Bij positieve bekrachtiging krijgt het individu aangename stimuli aangeboden die resulteren in de toename van gedrag. Chocolade geven aan een leerling voor goed gedrag kan als voorbeeld worden genomen. Negatieve bekrachtiging is de afwezigheid van onaangename stimuli. Door bijvoorbeeld een schoolopdracht eerder af te maken dan op het laatste moment, wordt de spanning weggenomen die de leerling voelt. In beide gevallen werkt bekrachtiging aan het vergroten van een bepaald gedrag dat als goed wordt beschouwd.
Skinner sprak ook over twee soorten straffen die een bepaald gedrag verminderen. Ze zijn, positieve bestraffing en negatieve bestraffing
Positieve straf houdt in dat je iets onaangenaams toevoegt, zoals het betalen van een boete, terwijl negatieve straf inhoudt dat je iets leuks verwijdert, zoals het beperken van de uren aan vrijetijdsactiviteiten. Dit benadrukt dat klassieke conditionering en operante conditionering van elkaar verschillen.
B. F Skinner
Wat is het verschil tussen klassieke en operante conditionering?
• Herkomst:
• Zowel klassieke als operante conditionering komt uit de gedragspsychologie.
• Oprichters:
• Klassieke conditionering is ontwikkeld door Ivan Pavlov.

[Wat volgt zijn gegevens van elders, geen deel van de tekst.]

Issue #561, opened 2020-04-20
Implement tides of battle


mrhappyasthma:
- Adding some way to enable Tides of Battle mode from the lobby screen of the website
- Requires adding scans of all the cards as images
- Adds some logic to the battle, which triggers after house card reveal

Details on page 29 of the [rulebook](https://images-cdn.fantasyflightgames.com/filer_public/30/4f/304f72e3-4fe4-4f91-bfbe-75133161b092/va65_agot2_rulebook_web.pdf).

Longwelwind:
This is planned, but no in the foreseeable roadmap at the moment as other features like Vassals are, I think, more wanted. 🙂

mrhappyasthma:
I'll take a stab at this. :)

Longwelwind:
The biggest hurdle to implement this is that we don't handle winner casualties at the moment, which is something that is required by Tides of Battle cards (since skulls inflict casualties whatever the winner/loser of the fight).

There is a `ChooseCasualtiesGameState`, though, and I think it should be possible to re-use it to handle winner casualties. In the code, you can compute the number of casualties for the winner first, if it is `> 0`, proceed to the aforementionned game state, then in `onChooseCasulaltiesGameStateEnd`, check if the house is the winner, if it is, then compute the number of casualties of the loser, and go to the same game state if it is `> 0`.

The only state that will need to be added is the 2 ToB cards that have been drawn (they can be added in the object inside `houseCombatDatas` in `CombatGameState`). They must be serialized/deserialized. Normally, nothing else should be needed.

PR #563, opened 2020-04-20
Add Tides of Battle card images.

mrhappyasthma:
I wasn't exactly sure of the best names for the files, since these cards are nameless. I tried to keep it simple and describe what the card provides.

This is part of Tides of Battle: https://github.com/Longwelwind/swords-and-ravens/issues/561


Longwelwind:
Note: we'll need to reduce the size of the cards if we implement Tides of Battles.

Do you think you could rebase this off `master`? If you don't know how to do it, fire me a message on Discord and I'll tell you how to do it :)

mrhappyasthma:
Do you have a target size/resolution in mind?

mrhappyasthma:
Rebased. Also changed the image size significantly to reduce its file size.

I just chose something reasonable. Let me know if you think it should be larger or smaller.

Longwelwind:
Looks good, I'll merge!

• Operante conditionering is ontwikkeld door BF Skinner.
• Theorie:
• Klassieke conditionering benadrukt dat neutrale stimuli kunnen worden omgezet in geconditioneerde stimuli, waardoor een geconditioneerde respons ontstaat.
• Operante conditionering omvat het conditioneren van vrijwillig, controleerbaar gedrag.

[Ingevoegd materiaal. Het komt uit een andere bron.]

PR #564, opened 2020-04-20
Add game settings flag for tides of battle.

mrhappyasthma:
Eventually this will be enable-able from the game lobby.

For now, this will serve as a feature flag to allow piecemeal implementation that is off by default.

This is part of the Tides of Battle implementation: https://github.com/Longwelwind/swords-and-ravens/issues/561

### DIFF
--- a/agot-bg-game-server/src/common/EntireGame.ts
+++ b/agot-bg-game-server/src/common/EntireGame.ts
@@ -20,7 +20,7 @@ export default class EntireGame extends GameState<null, LobbyGameState | IngameG
     ownerUserId: string;
     name: string;
 
-    @observable gameSettings: GameSettings = {pbem: false, setupId: "base-game", playerCount: 6};
+    @observable gameSettings: GameSettings = {pbem: false, setupId: "base-game", playerCount: 6, tidesOfBattle: false};
     onSendClientMessage: (message: ClientMessage) => void;
     onSendServerMessage: (users: User[], message: ServerMessage) => void;
     onWaitedUsers: (users: User[]) => void;
@@ -333,4 +333,5 @@ export interface GameSettings {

• Verband tussen gedrag en resultaten:
• Bij klassieke conditionering kan de associatie niet worden gecontroleerd.
• Bij operante conditionering wordt het verband tussen gedrag en resultaten geleerd.
• Reactie:
• De reactie bij klassieke conditionering is automatisch en onvrijwillig.
• Bij operante conditionering is de reactie vrijwillig.